3

The problem is:

Create a function that computes all combinations of an array of arrays of strings, e.g.: { { "red", "wooden", "gate" }, { "lazy", "little", "man" }, { "what", "where", "who", "why" } } to output: red lazy what, red lazy where, red lazy who, red lazy why, red little what, etc.....

This function will print all combinations of one word from the first array, one word from the second array, one word from the third array, etc.

Your solution may not use recursion

NOTE: the number of arrays and number of elements within each array may vary! Your method needs to be able to handle this.
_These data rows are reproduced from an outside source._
PR #247, opened 2019-11-10
bridge: move keyOrigin to core package

A-Hilaly:


bridge/core/bridge.go
```diff
@@ -20,8 +20,8 @@ var ErrImportNotSupported = errors.New("import is not supported")
 var ErrExportNotSupported = errors.New("export is not supported")
 
 const (
-	KeyTarget = "target"
-	KeyOrigin = "origin"
+	KeyTarget         = "target"
```
MichaelMure: when you do this kind of specialization in a variable name, it's good to also rename the other side: `ConfigKeyTarget`

A-Hilaly: Done !

MichaelMure:
cc @cheshirekow

Issue #231, opened 2019-10-22
import/export: the "nothing" event should be emitted only when nothing happen on a bug, not on an operation


MichaelMure:

MichaelMure:
So to be more explicite, the bridge should emit an event for each kind of imported thing (bug, comment, label ...) **or** the nothing event (meaning nothing happened on the bug) **or** an error event.

Issue #212, opened 2019-09-04
Reflections on the change needed in the data model


MichaelMure:
It appears to me that some changes are needed to fix some current problems or support more usecase.

To help structure the reflection, let's start with a ...

## Threat model

Level 1:
- all actors behave in good faith and run the normal software
- the goal is to prevent accidental tempering or corruption of the data, and in particular, changes or suppression in the semantic of a bug.

In essence, this threat model represent the normal workflow of git-bug where all the actors are identified and validated, either by being authorised to push to a repository, being a source repository being pulled, or by being a bot of some sort with the same level of credential.

Being resistant to this threat model is the minimal acceptable protection that git-bug should provide.

Level 2:
- bad actor(s) try to actively temper or corrupt the data, and in particular, try to change, inject or suppress some semantic information of a bug.
- they can run a custom version of the software

This threat model represent a fully decentralized workflow for git-bug where the actors are not fully identified and validated.

Being resistant to this threat model is **not** a goal of git-bug at the moment. This threat model exist to be able to identify where git-bug might fail in this scenario and possibly to make educated design decision towards supporting it at some point. In any case, being resistant to this thread model automatically imply being resistant to the first one and might lead to more elegant solution.

## Point of attention

- ordering of the operation inside a bug
    - reordering of existing operation inside an OperationPack
    - reordering of existing OperationPack
- insertion of an extra operation

## Problem#1: operation's ID collision

As of now, it's fairly easy to create collision of Operation's ID, especially for simple Operation like SetStatusOperation. Create two "close" operation within the same second and you have a collision. Essentially, there is either not enough entropy or no mechanism to ensure uniqueness (or really *enough* uniqueness as we are dealing with a distributed system).

Possible solutions:
- add some sort of arbitrary counter
    - not great as it doesn't give uniqueness guarantee (two actors can select the same next index as they don't have the complete knowledge of the system)
- increase the resolution of the time field
    - make accidental collision way less likely
- add a "random data" field like in `identity.Version`
- (?) add a Vector clock per bug with a clock value for each operation, making them unique, or another solution for Problem#2

## Problem#2: support decentralized workflow & operation ordering

As of now, git-bug enforce to have a single linear chain of operations. Those operations are interpreted in the order defined by this chain, which means that the oldest operation take precedence. If an operation's semantic doesn't make sense after the action of another, it is ignored.

[...]

PR #250, opened 2019-11-14
Implement jira bridge

cheshirekow:


cheshirekow:
Some notes:

I suggest you start with doc/jira_bridge.md as it describes several of the jira-specific issues that are dealt with by the bridge, as well as some (initial) design decisions. 

Note that I've tested the import quite a bit, but I've only tested the export with one bug that I created, exported, imported, modified, exported again. I don't want to use my work JIRA instance in case I messed up and export thousands duplicate bugs into our jira (the project I used to test has 6000 issues). One thing that would help a lot is if we could get in touch with Atlassian and request that they donate a license (or a cloud instance) to the `git-bug` project for testing . I think we really need a mock server for CI,but for dev cycles it would definitely be nice to work with the real thing. AlsoI think we should really test the export a bit before putting this out in the world. I would be happy to try and contact Atlassian, but I think as the project owner they  might appreciate more hearing from @MichaelMure. 

The bridge currently does nothing to import any of the JIRA fields that don'thave `git-bug` equivalents ("Assignee", "sprint", "story points", etc). I'm not sure what the right way to go about this is, but it would really be awesomeif `git-bug` could support all of these fields. I would love to hear thoughts on this for future development. 

I don't fully understand what the whole `getIdentityClient` code is for in the existing plugins. I have a suspicion it's there for future use (the ability to assume different identities and act on behalf of those identities). I tried to keep that stuff around in the JIRA bridge but that code isn't really doinganything right now.

bridge/jira/export.go
```diff
@@ -0,0 +1,453 @@
...
+					author.Id().String()))
+			return
+		}
+
+		// Load any custom fields required to create an issue from the git
+		// config file.
+		fields := make(map[string]interface{})
+		defaultFields, hasConf := self.conf[keyCreateDefaults]
+		if hasConf {
+			json.Unmarshal([]byte(defaultFields), &fields)
```
golangcibot: Error return value of `json.Unmarshal` is not checked (from `errcheck`)

bridge/jira/import.go
```diff
@@ -0,0 +1,598 @@
...
+				err := fmt.Errorf("issue creation: %v", err)
+				out <- core.NewImportError(err, "")
+				return
+			}
+
+			var commentIter *CommentIterator
+			for commentIter =
+				client.IterComments(issue.ID, defaultPageSize); commentIter.HasNext(); {
+				comment := commentIter.Next()
+				self.ensureComment(repo, bug, *comment)
```
golangcibot: Error return value of `self.ensureComment` is not checked (from `errcheck`)

bridge/jira/import.go
```diff
@@ -0,0 +1,598 @@
...
+					exportTime, err = http.ParseTime(exportTimeStr)
+					if err != nil {
+						continue
+					}
+					if !exportTime.Before(changelogEntry.Created.Time) {
+						break
+					}
+				}
+				if opIdx < len(snapshot.Operations) {
+					self.ensureChange(
```
golangcibot: Error return value of `self.ensureChange` is not checked (from `errcheck`)

bridge/jira/import.go
```diff
@@ -0,0 +1,598 @@
...
+						repo, bug, *changelogEntry, snapshot.Operations[opIdx])
+				} else {
+					self.ensureChange(repo, bug, *changelogEntry, nil)
```
golangcibot: Error return value of `self.ensureChange` is not checked (from `errcheck`)

bridge/jira/import.go
```diff
@@ -0,0 +1,598 @@
...
+			fromLabels := strings.Split(item.FromString, " ")
+			toLabels := strings.Split(item.ToString, " ")
+			removedLabels, addedLabels, _ := setSymmetricDifference(
+				fromLabels, toLabels)
+
+			opr, isRightType := potentialOp.(*bug.LabelChangeOperation)
+			if isRightType &&
+				labelSetsMatch(addedLabels, opr.Added) &&
+				labelSetsMatch(removedLabels, opr.Removed) {
+				b.SetMetadata(opr.Id(), map[string]string{
```
golangcibot: Error return value of `b.SetMetadata` is not checked (from `errcheck`)

bridge/jira/import.go
```diff
@@ -0,0 +1,598 @@
...
+					keyJiraOperationID: entry.ID,
+				})
+				self.out <- core.NewImportNothing("", "matched export")
+				return nil
+			}
+
+		case "status":
+			opr, isRightType := potentialOp.(*bug.SetStatusOperation)
+			if isRightType && statusMap[opr.Status.String()] == item.ToString {
+				b.SetMetadata(opr.Id(), map[string]string{
```
golangcibot: Error return value of `b.SetMetadata` is not checked (from `errcheck`)

bridge/jira/import.go
```diff
@@ -0,0 +1,598 @@
...
+				self.out <- core.NewImportNothing("", "matched export")
+				return nil
+			}
+
+		case "summary":
+			// NOTE(josh): JIRA calls it "summary", which sounds more like the body
+			// text, but it's the title
+			opr, isRightType := potentialOp.(*bug.SetTitleOperation)
+			if isRightType && opr.Title == item.ToString {
+				b.SetMetadata(opr.Id(), map[string]string{
```
golangcibot: Error return value of `b.SetMetadata` is not checked (from `errcheck`)

bridge/jira/export.go
```diff
@@ -0,0 +1,453 @@
...
+
+	"github.com/pkg/errors"
+
+	"github.com/MichaelMure/git-bug/bridge/core"
+	"github.com/MichaelMure/git-bug/bug"
+	"github.com/MichaelMure/git-bug/cache"
+	"github.com/MichaelMure/git-bug/entity"
+)
+
+var errDuplicateMatch = errors.New("Ambiguous match")
```
golangcibot: `errDuplicateMatch` is unused (from `varcheck`)

bridge/jira/client.go
```diff
@@ -0,0 +1,1453 @@
...
+	"time"
+
+	"github.com/MichaelMure/git-bug/bridge/core"
+	"github.com/MichaelMure/git-bug/bug"
+	"github.com/pkg/errors"
+)
+
+var errDone = errors.New("Iteration Done")
+var errTransitionNotFound = errors.New("Transition not found")
+var errTransitionNotAllowed = errors.New("Transition not allowed")
```
golangcibot: `errTransitionNotAllowed` is unused (from `varcheck`)

bridge/jira/client.go
```diff
@@ -0,0 +1,1453 @@
...
+
+	// TODO(josh)[767ee72]: Figure out a good way to "configure" the
+	// open/close state mapping. It would be *great* if we could actually
+	// *compute* the necessary transitions and prompt for missing metatdata...
+	// but that is complex
+	var buffer bytes.Buffer
+	fmt.Fprintf(&buffer,
+		`{"transition":{"id":"%s"}, "resolution": {"name": "Done"}}`,
+		transitionID)
+	request, err := http.NewRequest("POST", url, bytes.NewBuffer(buffer.Bytes()))
```
golangcibot: ineffectual assignment to `err` (from `ineffassign`)

bridge/jira/config.go
```diff
@@ -0,0 +1,239 @@
...
+
+	jsonData, err := json.Marshal(
+		&SessionQuery{Username: username, Password: password})
+	if err != nil {
+		return nil, err
+	}
+
+	fmt.Printf("Attempting to login with credentials...\n")
+	client := NewClient(serverURL, nil)
+	err = client.RefreshTokenRaw(jsonData)
```
golangcibot: ineffectual assignment to `err` (from `ineffassign`)

bridge/jira/import.go
```diff
@@ -0,0 +1,598 @@
...
+	if item.Updated == item.Created {
+		return nil
+	}
+
+	// If there has been an update to this comment, we try to find it in the
+	// database. We need a unique id so we'll concat the issue id with the update
+	// timestamp. Note that this must be consistent with the exporter during
+	// export of an EditCommentOperation
+	derivedID := getTimeDerivedID(item.ID, item.Updated)
+	targetOpID, err = b.ResolveOperationWithMetadata(
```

I'm trying to practice my algorithms and this problem is just driving me crazy. I've tried brainstorming a few things but at this point, have spent hours getting nowhere. I was reworking my thoughts into another nested loop (see below...) when it occurred to me that maybe I just need to create a vector of strings (this would become a very large vector though...for now, lets call this vector endings). If I traverse backward in the outer vector of the given vector<vector<string>> and update endings by attaching each ending to each string in the current outer vector, then by the time I get to the first outer vector, all of my combinations will be in endings.

I probably didn't think of this immediately because I assumed if I was only printing, I shouldn't be storing so much. Anyway, here is some botched code that I stopped working on to post this. It's not much.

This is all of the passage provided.